#### Exercise aim
Repeat exactly what appears from the opening line of the listing to the line with "- Create 3 VMs, deploy", inclusive.

#### The input
PR #1266, opened 2022-02-11
Combine fsync for incoming AppendRequest's in safekeeper

petuhovskiy:
Implement optimization from https://github.com/zenithdb/zenith/issues/1144.

This seems to improve local results from #1141 by 2 times, but still 1.5-2 times lower than vanilla replication:

| Test info  | pgbench -i -s 200 (time) | pgbench -N -T 60 | wal_msg size | pg_wal size |
| ------------- | ------------- | ------------- | ------------- | ------------- |
| NO PATCH safekeeper + wp (fsync=on, no checkpoints)  | 99 s | 1142 TPS | 411 b | 2608-2592 MB
| PATCHED safekeeper + wp (fsync=on, no checkpoints) | 85 s | 2662 TPS | 662 b | 2656-2592 MB
| vanilla repl (fsync=on, no checkpoints) | 141 s | 4183 TPS | 689 b | 2704-2608 MB

I'll post results for the #799 EC2 test later.

Issue #799, opened 2021-10-25
Basic safekeeper performance numbers


arssher:
Let's have a look at safekeeper performance. Like

- Create 3 VMs, deploy and run 3 safekeepers on them.
- Create VM with postgres configured to run with safekeepers but without pageserver (`zenith.page_server_connstring` not set)
- run pgbench -i -s 400  , (creates db about 5GB size), see how it goes -- time to load.
- Run pgbench for a couple of hours. With e.g. -c 32. Log tps somewhere (-P 1 shows progress), maybe create graph with it. Check out CPU, memory usage.

If everything goes ok, it would be good to look at metrics exposed to prometheus.

Compare the same with Postgres synchronous replicas (synchronous_standby_names=any 2(s1, s2, s3)) instead of safekeepers.

petuhovskiy:
Ran pgbench for one hour on AWS instances with this configuration: 3x safekeeper on i3.large, 1x compute on i3.large.

<details><summary>postgresql.conf</summary>

```
max_wal_senders=10
wal_log_hints=on
max_replication_slots=10
hot_standby=on
shared_buffers=8192MB
fsync=off
max_connections=100
wal_sender_timeout=0
wal_level=replica
listen_addresses='127.0.0.1'
port=5432
wal_keep_size=10TB
shared_preload_libraries=zenith
zenith.page_server_connstring=''
zenith.zenith_tenant=c9bc8b6ea42cba805c62ee42c1637761
zenith.zenith_timeline=d03d475996d127df7839a796c3762df0
synchronous_standby_names = 'walproposer'
wal_acceptors = '172.32.29.146:6500,172.32.24.189:6500,172.32.27.7:6500'
```

</details>

Results:
```
pgbench -i -s 400
...
done in 230.75 s (drop tables 0.00 s, create tables 0.01 s, client-side generate 80.00 s, vacuum 100.50 s, primary keys 50.23 s).

pgbench -c 32 -P 1 -T 3600
...
pgbench (PostgreSQL) 14.0
transaction type: <builtin: TPC-B (sort of)>
scaling factor: 400
query mode: simple
number of clients: 32
number of threads: 1
duration: 3600 s
number of transactions actually processed: 1266470
latency average = 90.886 ms
latency stddev = 56.137 ms
initial connection time = 75.879 ms
tps = 351.663208 (without initial connection time)
```

[...]

PR #1318, opened 2022-02-23
Optimize WAL storage in safekeeper

### LINKED ISSUE #1144: Optimize flushes and AppendResponses in safekeeper

petuhovskiy:
When several AppendRequest's can be read from socket without blocking,
they are processed together and fsync() to segment file is only called
once. Segment file is no longer opened for every write request, now
last opened file is cached inside PhysicalStorage. New metric for WAL
flushes was added to the storage, FLUSH_WAL_SECONDS. More errors were
added to storage for non-sequential WAL writes, now write_lsn can be
moved only with calls to truncate_lsn(new_lsn).

New messages have been added to ProposerAcceptorMessage enum. They
can't be deserialized directly and now are used only for optimizing
flushes. Existing protocol wasn't changed and flush will be called for
every AppendRequest, as it was before.

This PR replaces #1266, as a cleaner version of the same optimization. Closes #1144.
I'll post test results here when they're ready.

### DIFF
--- a/walkeeper/src/receive_wal.rs
+++ b/walkeeper/src/receive_wal.rs
@@ -2,15 +2,21 @@
 //! Gets messages from the network, passes them down to consensus module and
 //! sends replies back.
 
-use anyhow::{bail, Context, Result};
-use bytes::Bytes;
+use anyhow::{anyhow, bail, Result};
+
 use bytes::BytesMut;
 use tokio::sync::mpsc::UnboundedSender;
 use tracing::*;
+use zenith_utils::sock_split::ReadStream;
 
 use crate::timeline::Timeline;
+
 use std::net::SocketAddr;
+use std::sync::mpsc::channel;
+use std::sync::mpsc::Receiver;
+
 use std::sync::Arc;
+use std::thread;
 
 use crate::safekeeper::AcceptorProposerMessage;
 use crate::safekeeper::ProposerAcceptorMessage;
@@ -46,21 +52,6 @@ impl<'pg> ReceiveWalConn<'pg> {
         }
     }
 
-    // Read and extract the bytes of a `CopyData` message from the postgres instance
-    fn read_msg_bytes(&mut self) -> Result<Bytes> {
-        match self.pg_backend.read_message()? {
-            Some(FeMessage::CopyData(bytes)) => Ok(bytes),
-            Some(msg) => bail!("expected `CopyData` message, found {:?}", msg),
-            None => bail!("connection closed unexpectedly"),
-        }
-    }
-
-    // Read and parse message sent from the postgres instance
-    fn read_msg(&mut self) -> Result<ProposerAcceptorMessage> {
-        let data = self.read_msg_bytes()?;
-        ProposerAcceptorMessage::parse(data)
-    }
-
     // Send message to the postgres
     fn write_msg(&mut self, msg: &AcceptorProposerMessage) -> Result<()> {
         let mut buf = BytesMut::with_capacity(128);
@@ -77,18 +68,22 @@ impl<'pg> ReceiveWalConn<'pg> {
         self.pg_backend
             .write_message(&BeMessage::CopyBothResponse)?;
 
+        let r = self
+            .pg_backend
+            .take_stream_in()
+            .ok_or_else(|| anyhow!("failed to take read stream from pgbackend"))?;
+        let mut poll_reader = ProposerPollStream::new(r)?;
+
         // Receive information about server
-        let mut msg = self
-            .read_msg()
-            .context("failed to receive proposer greeting")?;
-        match msg {
+        let next_msg = poll_reader.recv_msg()?;
+        match next_msg {
             ProposerAcceptorMessage::Greeting(ref greeting) => {
                 info!(
                     "start handshake with wal proposer {} sysid {} timeline {}",
                     self.peer_addr, greeting.system_id, greeting.tli,
                 );
             }
-            _ => bail!("unexpected message {:?} instead of greeting", msg),
+            _ => bail!("unexpected message {:?} instead of greeting", next_msg),
         }
 
         // Register the connection and defer unregister.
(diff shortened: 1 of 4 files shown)


walkeeper/src/receive_wal.rs
```diff
@@ -100,16 +95,81 @@ impl<'pg> ReceiveWalConn<'pg> {
...
+                    msg_tx.send(msg)?;
+                }
+                // msg_rx will be dropped here, this will also close msg_tx
+            })?;
+
+        Ok(Self { msg_rx })
+    }
+
+    fn recv_msg(&mut self) -> Result<ProposerAcceptorMessage> {
+        self.msg_rx.recv().context("failed to receive message")
```
petuhovskiy, line 161: I wanted to replace error here with original read error from thread and tried to use `self.read_thread.join().err().unwrap()` for that, but it didn't work. Does anyone know how to make it work?

walkeeper/src/wal_storage.rs
```diff
@@ -339,69 +374,69 @@ impl Storage for PhysicalStorage {
...
             .wal_seg_size
             .ok_or_else(|| anyhow!("wal_seg_size is not initialized"))?;
 
-        // TODO: cross check divergence point
-
-        // nothing to truncate
-        if self.write_lsn == Lsn(0) {
-            return Ok(());
-        }
+        // TODO: cross check divergence point?
```
petuhovskiy, line 408: @arssher do you remember what this comment was about? It looks like some check should be added here, but I don't remember what exactly should be checked.

arssher: The idea was to repeat divergence point search like in SendProposerElected to ensure we truncate at right position. The check should be done before calling `truncate_wal`.

petuhovskiy:
Here are results of the test from #1144, to compare results with #1266.
Code to test the results of this PR: https://github.com/zenithdb/zenith/tree/test-perf-pr-1318
Same test backported to main: https://github.com/zenithdb/zenith/tree/test-perf-backport-1318

These results are for local run on my machine, which has relatively slow fsync (2364 ops/sec, 423 usecs/op) and not very powerful 8 core CPU. I've added "per fsync" metrics, which are useful for disk usage comparison.

 | Test info  | pgbench -i -s 200 (time) | pgbench -N -T 60 | init wal_bytes, per fsync | bench wal_bytes, per fsync | bench txes, per fsync |
| ------------- | ------------- | ------------- | ------------- | ------------- | ------------- |
| NO PATCH safekeeper + wp (fsync=on, no checkpoints)  | 108 s | 1177 TPS | 85kb | 436 b | 1 tx / fsync |
| PATCHED safekeeper + wp (fsync=on, no checkpoints)  | 87 s | 2574 TPS | 417kb | 6314 b | 15.4 tx / fsync |
| vanilla repl (fsync=on, no checkpoints) | 146 s | 4215 TPS | 256kb | 5552 b | 14 tx / fsync |

These results look the same as in #1266.

walkeeper/src/wal_storage.rs
```diff
@@ -135,128 +159,136 @@ impl PhysicalStorage {
...
-    fn wal_file_paths(&self, segno: XLogSegNo) -> Result<(PathBuf, PathBuf)> {
-        let wal_seg_size = self
-            .wal_seg_size
-            .ok_or_else(|| anyhow!("wal_seg_size is not initialized"))?;
+    /// Call fsync if config requires so.
+    fn flush_file(&self, file: &mut File) -> Result<()> {
+        if !self.conf.no_sync {
+            self.metrics
+                .flush_wal_seconds
+                .observe_closure_duration(|| file.sync_all())?;
```
petuhovskiy, line 177: sync_data can be used here

petuhovskiy:
In a more usual 1wp+3sk EC2 test (#799) results are also similar to previous PR #1266, safekeepers are faster than synchronous replication:

| Code branch | Test info  | pgbench -i -s 400 (time) | pgbench TPS | init wal_bytes, per fsync | bench wal_bytes, per fsync | bench txes, per fsync | link to gist |
| ------------- | ------------- | ------------- | ------------- | ------------- | ------------- | ------------- | ------------- |
| main | vanilla 1primary(fsync=off)+3replica(fsync=on) | 130 s | 14237 TPS | 800 kb | 1948 b | 6.7 tx / fsync | https://gist.github.com/petuhovskiy/35134419ccb0f287046a6b1c9a6150b8 |
| this PR | 1wp(fsync=off)+3sk(fsync=on) | 92 s | 20400 TPS | 209kb | 1309 b | 4.5 tx / fsync | https://gist.github.com/petuhovskiy/c16668bdfea05acf39a8154b81ac756b |

Interesting that fsync calls count is very different between postgres synchronous replicas when pgbench -i is done, that is visible in gist report.

walkeeper/src/receive_wal.rs
arssher: I think because you need to go one level deeper: `join()` returns `Error` only if thread panicked. In our case it would be typically `Ok<Result<()>>` with inner result containing actual error.

walkeeper/src/receive_wal.rs
```diff
@@ -100,16 +95,80 @@ impl<'pg> ReceiveWalConn<'pg> {
...
+                    let copy_data = match FeMessage::read(&mut r)? {
+                        Some(FeMessage::CopyData(bytes)) => bytes,
+                        Some(msg) => bail!("expected `CopyData` message, found {:?}", msg),
+                        None => bail!("connection closed unexpectedly"),
+                    };
+
+                    let msg = ProposerAcceptorMessage::parse(copy_data)?;
+                    msg_tx.send(msg)?;
+                }
+                // msg_rx will be dropped here, this will also close msg_tx
```
arssher, line 156: rx and tx should be swapped

walkeeper/src/receive_wal.rs
```diff
@@ -100,16 +95,80 @@ impl<'pg> ReceiveWalConn<'pg> {
...
         loop {
-            let reply = spg
-                .timeline
-                .get()
-                .process_msg(&msg)
-                .context("failed to process ProposerAcceptorMessage")?;
-            if let Some(reply) = reply {
-                self.write_msg(&reply)?;
+            if matches!(next_msg, Some(ProposerAcceptorMessage::AppendRequest(_))) {
+                // poll messages without blocking
```
arssher, line 102: Let's extend the comment to 'write data without flushing while it is readily available'.

walkeeper/src/wal_storage.rs
```diff
@@ -339,69 +383,67 @@ impl Storage for PhysicalStorage {
...
+    }
+
+    fn flush_wal(&mut self) -> Result<()> {
+        if self.flush_record_lsn == self.write_record_lsn {
+            // no need to do extra flush
+            return Ok(());
+        }
+
+        if let Some(mut unflushed_file) = self.file.take() {
+            self.fdatasync_file(&mut unflushed_file)?;
```
arssher, line 396: Option can be matched with `ref` keyword to its contents to avoid taking/returning it around.

walkeeper/src/wal_storage.rs
```diff
@@ -294,29 +336,31 @@ impl Storage for PhysicalStorage {
...
 
         {
             let _timer = self.metrics.write_wal_seconds.start_timer();
-            self.write_and_flush(startpos, buf)?;
+            self.write_exact(startpos, buf)?;
         }
 
-        // WAL is written and flushed, updating lsns
-        self.write_lsn = startpos + buf.len() as u64;
+        // WAL is written and flushed, updating LSNs
```
arssher, line 363: it is not flushed yet

walkeeper/src/wal_storage.rs
```diff
@@ -135,128 +159,146 @@ impl PhysicalStorage {
...
         let wal_seg_size = self
             .wal_seg_size
             .ok_or_else(|| anyhow!("wal_seg_size is not initialized"))?;
 
-        let mut bytes_left: usize = buf.len();
-        let mut bytes_written: usize = 0;
-        let mut partial;
-        let mut start_pos = startpos;
-        const ZERO_BLOCK: &[u8] = &[0u8; XLOG_BLCKSZ];
+        if self.write_lsn != pos {
```
arssher, line 263: How this can be true?

arssher (approved):

walkeeper/src/wal_storage.rs
petuhovskiy: I need to call `self.fdatasync_file` in this if, so with `ref` borrow I get an error:
```
cannot borrow `*self` as immutable because it is also borrowed as mutable
immutable borrow occurs hererustc[E0502](https://doc.rust-lang.org/error-index.html#E0502)
```

walkeeper/src/wal_storage.rs
petuhovskiy: Shouldn't be, possible only if someone if using private API directly, functions like `write_exact`.

petuhovskiy:
> These results are for local run on my machine, which has relatively slow fsync (2364 ops/sec, 423 usecs/op) and not very powerful 8 core CPU. I've added "per fsync" metrics, which are useful for disk usage comparison.

I've updated PR to use fdatasync in most places, and ran this test again. It seems that my machine has also much slower fsync, compared to fdatasync, and now results are almost the same:

 | Test info  | pgbench -i -s 200 (time) | pgbench -N -T 60 | init wal_bytes, per fsync | bench wal_bytes, per fsync | bench txes, per fsync |
| ------------- | ------------- | ------------- | ------------- | ------------- | ------------- |
| PATCHED safekeeper + wp (fsync=on, no checkpoints), using fdatasync  | 99 s | 4041 TPS | 301kb | 5439 b | 13.8 tx / fsync |
| vanilla repl (fsync=on, no checkpoints) | 149 s | 4170 TPS | 257kb | 5674 b | 14.5 tx / fsync |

#### Response to this task
PR #1266, opened 2022-02-11
Combine fsync for incoming AppendRequest's in safekeeper

petuhovskiy:
Implement optimization from https://github.com/zenithdb/zenith/issues/1144.

This seems to improve local results from #1141 by 2 times, but still 1.5-2 times lower than vanilla replication:

| Test info  | pgbench -i -s 200 (time) | pgbench -N -T 60 | wal_msg size | pg_wal size |
| ------------- | ------------- | ------------- | ------------- | ------------- |
| NO PATCH safekeeper + wp (fsync=on, no checkpoints)  | 99 s | 1142 TPS | 411 b | 2608-2592 MB
| PATCHED safekeeper + wp (fsync=on, no checkpoints) | 85 s | 2662 TPS | 662 b | 2656-2592 MB
| vanilla repl (fsync=on, no checkpoints) | 141 s | 4183 TPS | 689 b | 2704-2608 MB

I'll post results for the #799 EC2 test later.

Issue #799, opened 2021-10-25
Basic safekeeper performance numbers


arssher:
Let's have a look at safekeeper performance. Like

- Create 3 VMs, deploy and run 3 safekeepers on them.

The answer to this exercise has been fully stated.